The Pentagon last week announced that the CZ-owned Colt’s Manufacturing Company in West Hartford, Connecticut, has been awarded a five-year barrel contract. 

The announcement from the Defense Logistics Agency in Columbus, Ohio, details the contract for carbine barrels worth a maximum of $9,327,600. The award was sole-sourced and is for the U.S. Army, with a completion date of June 28, 2028. 

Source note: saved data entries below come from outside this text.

PR #3204, opened 2026-08-17
fix(core): don't warn on timer/log inputs during manifest injection

phil-opp:
## Summary

`apply_manifest_contracts` (in `libraries/core/src/manifest/inject.rs`) checks every entry of `node.inputs` against a node manifest's declared ports and emits an `input `X` is not declared` warning for any that is missing. It iterated over **all** inputs, including built-in `dora/timer/*` and `dora/logs/*` subscriptions — which are dataflow-level wiring, not node contract ports, and are never listed in a `dora-node.yml` manifest.

As a result, any manifest-backed node that also subscribes to a timer or log stream — a very common pattern — produced a bogus warning:

```yaml
nodes:
  - id: detector
    path: yolo/target/release/dora-yolo   # has an adjacent dora-node.yml
    inputs:
      image: camera/image                 # declared data port
      tick: dora/timer/millis/100         # timer — NOT a manifest port
```

→ `node "detector": input `tick` is not declared in …/dora-node.yml`

Per `InjectionResult`'s own doc, these warnings are printed and **fatal under `strict_types`**. So a dataflow with `strict_types: true`, a manifest-backed node, and any timer/log input would **fail to build** on a non-existent contract violation.

## Fix

Only check `InputMapping::User` subscriptions against the manifest, skipping `Timer`/`Logs`. This mirrors how the analogous edge checker in `descriptor/validate.rs` already special-cases those variants, and matches the established `matches!(input.mapping, InputMapping::User(_))` idiom used across the daemon and core. Type injection itself is unaffected — it iterates `manifest.inputs`, not `node.inputs`.

## Validation

- Added a regression test (`timer_and_log_inputs_do_not_warn_as_undeclared`) with a node subscribing to both a timer and the log stream alongside a declared data port; asserts no warnings. Confirmed it fails before the fix (emits the two spurious warnings) and passes after.
- `cargo fmt -p dora-core -- --check`, `cargo clippy -p dora-core --all-targets -- -D warnings`, and the full `cargo test -p dora-core` suite (283 tests) pass locally on rustc 1.97.1.

---

⚠️ **This is a machine-generated pull request**, authored by Claude (Claude Code). It has been verified locally as described above but should receive human review before merge.

---
_Generated by [Claude Code](https://claude.ai/code/session_01DY5kNaoUXqmLD3VYGLrSv4)_

### DIFF
--- a/libraries/core/src/manifest/inject.rs
+++ b/libraries/core/src/manifest/inject.rs
@@ -16,7 +16,7 @@ use std::path::{Path, PathBuf};
 
 use crate::descriptor::normalize_path;
 
-use dora_message::{descriptor::Descriptor, id::NodeId};
+use dora_message::{config::InputMapping, descriptor::Descriptor, id::NodeId};
 
 use super::{
     MANIFEST_FILENAME, NodeManifest,
@@ -261,8 +261,15 @@ pub fn apply_manifest_contracts(
         return;
     }
 
-    // the dataflow's wiring must stay within the declared ports (spec §10.1)
-    for input in node.inputs.keys() {
+    // the dataflow's wiring must stay within the declared ports (spec §10.1).
+    // Only user data-port subscriptions are governed by the manifest; built-in
+    // `dora/timer/*` and `dora/logs/*` subscriptions are dataflow-level wiring,
+    // not node contract ports, so they must not be flagged as "not declared"
+    // (which is fatal under `strict_types`).
+    for (input, def) in &node.inputs {
+        if !matches!(def.mapping, InputMapping::User(_)) {
+            continue;
+        }
         if !manifest.inputs.contains_key(input.as_str()) {
             result.warnings.push(sanitize(&format!(
                 "node \"{}\": input `{input}` is not declared in {}",
@@ -446,6 +453,38 @@ nodes:
         assert!(all.contains("input `depth` is not declared"), "{all}");
         assert!(all.contains("output `points` is not declared"), "{all}");
         assert!(all.contains("required input `image` is not wired"), "{all}");
+    }
+
+    #[test]
+    fn timer_and_log_inputs_do_not_warn_as_undeclared() {
+        // A node commonly subscribes to a built-in timer/log stream alongside
+        // its manifest data ports. Those subscriptions are dataflow wiring, not
+        // node contract ports, so they must not be reported as "not declared"
+        // (which is fatal under `strict_types`).
+        let tmp = tempfile::tempdir().unwrap();
+        write_manifest(&tmp.path().join("yolo"), MANIFEST);
+        let mut df = dataflow(
+            r#"
+nodes:
+  - id: camera
+    path: cam
+    outputs: [image]
+  - id: detector
+    path: yolo/target/release/dora-yolo
+    inputs:
+      image: camera/image
+      tick: dora/timer/millis/100
+      logs: dora/logs
+    outputs: [bbox]
+"#,
+        );
+        let mut registry = TypeRegistry::new();
+        let result = inject_adjacent_manifests(&mut df, tmp.path(), &mut registry);
+        assert_eq!(
+            result.warnings,
+            Vec::<String>::new(),
+            "timer/log subscriptions must not be flagged as undeclared inputs"
+        );
     }
 
     #[test]


phil-opp:
## Automated codebase review — run summary

This is the summary for an automated, machine-generated review pass over the repository (branched off `origin/main` @ `8ff6f3b`). Findings were each re-verified against current `main` before acting, and checked against the open PRs from prior runs to avoid duplicates.

### PRs opened this run

**Correctness**
- #3204 — `fix(core): don't warn on timer/log inputs during manifest injection`. `apply_manifest_contracts` flagged built-in `dora/timer/*` and `dora/logs/*` subscriptions as "input not declared" against the node manifest; those warnings are fatal under `strict_types`, so a manifest-backed node with a timer input could fail to build.
- #3205 — `fix(cli): reject a malformed DORA_COORDINATOR_ADDR/PORT in `dora up``. `dora up` was the only subcommand parsing these env vars by hand and silently swallowing a parse error, binding the default endpoint while every clap-parsed subcommand hard-errors on the same value.

No optimization / documentation / simplification PRs met the bar this run.

### Findings examined and rejected (with reasons)

- **mavlink `?baud=` invalid value silently defaults** — duplicate of existing open PR #3181.
- **tensor-pool `ipc_written` shadow** (`.../tensor-pool/python/src/transport.rs`) — a second `let mut ipc_written` shadows the first, so the same-host cross-machine GPU-IPC path reports `ipc_present = false` to the daemon while the shmem header byte says `1`. Real code/comment inconsistency, but a CUDA + cross-machine + same-host-only path whose user-visible impact can't be verified without GPU hardware; skipped as too delicate to change blind.
- **mavlink IPv6 UDP shutdown-wake socket** (`mavlink2-bridge-node/src/main.rs`) — the wake socket is hard-bound to IPv4 (`0.0.0.0:0`), so it can't wake an IPv6 reader. But IPv6 UDP isn't cleanly supported at the connect layer either (`udpin:{host}:{port}` is malformed for bracketed IPv6), and the wake failure is non-fatal (≤500 ms slower shutdown via the grace window). Low value.
- **mavlink outbound sequence-number gap during UDP no-peer retries** — the sequence counter advances for frames that are never transmitted; a one-time, self-correcting jump. Not worth a fix.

Colt has long been one of the primary contractors for the U.S. military, of first the M16 and later the M4 platform, with the initial award from the U.S. Air Force being issued in May 1962 for the purchase of Colt Model 01 rifles, the same year 1,000 guns were sent to Vietnam as part of Project Agile trials. Since then, more than 8 million M16s and M4s have been ordered by the U.S. military for both domestic use and by allied forces, while contractors have varied over time to include guns made by H&R and FN
 

Related Factory Tour: Go Behind the Scenes to See How FN Makes M4 Carbines for the U.S. Army


Meanwhile, in 2020, the U.S. Army announced the award of a 10-year firm-fixed-price follow-on production contract to New Hampshire-based SIG Sauer to produce the Next Generation Squad Weapon program's small arms, ammunition, and suppressors. The NGSW initiative includes the planned M7 rifle to fill the role currently held by the M4 carbine series, while the SIG M250 light machine gun will replace the M249 Squad Automatic Weapon.
 

The SIG XM250 and XM7 NGSW platforms at the SIG Experience Center in New Hampshire
The SIG XM250 and XM7 NGSW platforms at the SIG Experience Center in New Hampshire. (Photo: Chris Eger/Guns.com)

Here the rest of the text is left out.